ReadyFlow: Kafka to Kudu

This use case shows you how you can move your data from a Kafka topic into Apache Kudu in your Cloudera Public Cloud Real-time Data Mart cluster. You can learn how to create such a data flow easily using the Kafka to Kudu ReadyFlow.

This ReadyFlow consumes JSON, CSV or Avro data from a source Kafka topic, parses the schema by looking up the schema name in the Cloudera Schema Registry and ingests it into a Kudu table. You can pick the Kudu operation (INSERT, INSERT_IGNORE, UPSERT, UPDATE, DELETE, UPDATE_IGNORE, DELETE_IGNORE) that fits best for your use case. Failed Kudu write operations are retried automatically to handle transient issues. Define a KPI on the failure_WriteToKudu connection to monitor failed write operations.

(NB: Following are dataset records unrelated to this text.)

PR #1216, opened 2020-11-17
DTSPB-778 Case Progress Tab

vinceholt:
### JIRA links ###
https://tools.hmcts.net/jira/browse/DTSPB-715
https://tools.hmcts.net/jira/browse/DTSPB-776
https://tools.hmcts.net/jira/browse/DTSPB-777
https://tools.hmcts.net/jira/browse/DTSPB-778
https://tools.hmcts.net/jira/browse/DTSPB-779
https://tools.hmcts.net/jira/browse/DTSPB-780
https://tools.hmcts.net/jira/browse/DTSPB-781
https://tools.hmcts.net/jira/browse/DTSPB-784

### Change description ###
Add Case Progress Tab for Professional Users. to show custom html for:
1) Stopped State
2) Escalated to Registrar State
3) For any other state, a Task List, showing which sections of the application are complete, incomplete or not started

```
[ ] Yes
[ x] No
```


.vscode/launch.json
```diff
@@ -0,0 +1,68 @@
+{
```
meganaslattery, line 1: Not sure we want a vscode file added to the code base?

meganaslattery (approved):
It will have to go in after DTSPB-922 but it looks good!

.vscode/launch.json
vinceholt: ah yes went through this with Jack, the jury is out on this on the internet, with camps for and against; but the aginst camp is the one where lots of individuals have their own launch.json entries for their own purposes, we don't have that, and mor often than not if you want to run something from package.json in the debugger, you'd want others to be able to do that too - e.g. mocha test an individual file. So I think in our context, just invoking package.json entries, it's beneficial for others to be able to inherit shared invocations to save having to manually type in a terminal window, and we're unlikely to have entries other than package.json invoke. Doesn't harm or affect user of other IDEs

vinceholt:
replaced with a new pr for the epic

PR #1230, opened 2020-12-03
DTSPB-988: reinstated solsFeeAccountNumber on copies tab

sanjayparekh-hmcts:
reinstate solsFeeAccountNumber on copies tab
(also renamed copies tabe id to lowe case copies)


elvianihuseyin (approved):
LGTM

Kafka to Kudu ReadyFlow details
Source Kafka topic
Source Format JSON, CSV, Avro
Destination Kudu
Destination Format Kudu Table

Time series use cases analyse data obtained during specified intervals, and enable you to improve performance based on available data. Examples include:

  • Optimizing yield or yield quality in a manufacturing plant

  • Dynamically optimizing network capacity during peak load of better telecommunications uptime and services

These use cases require that you store events at a high frequency, while providing ad-hoc query and record update abilities.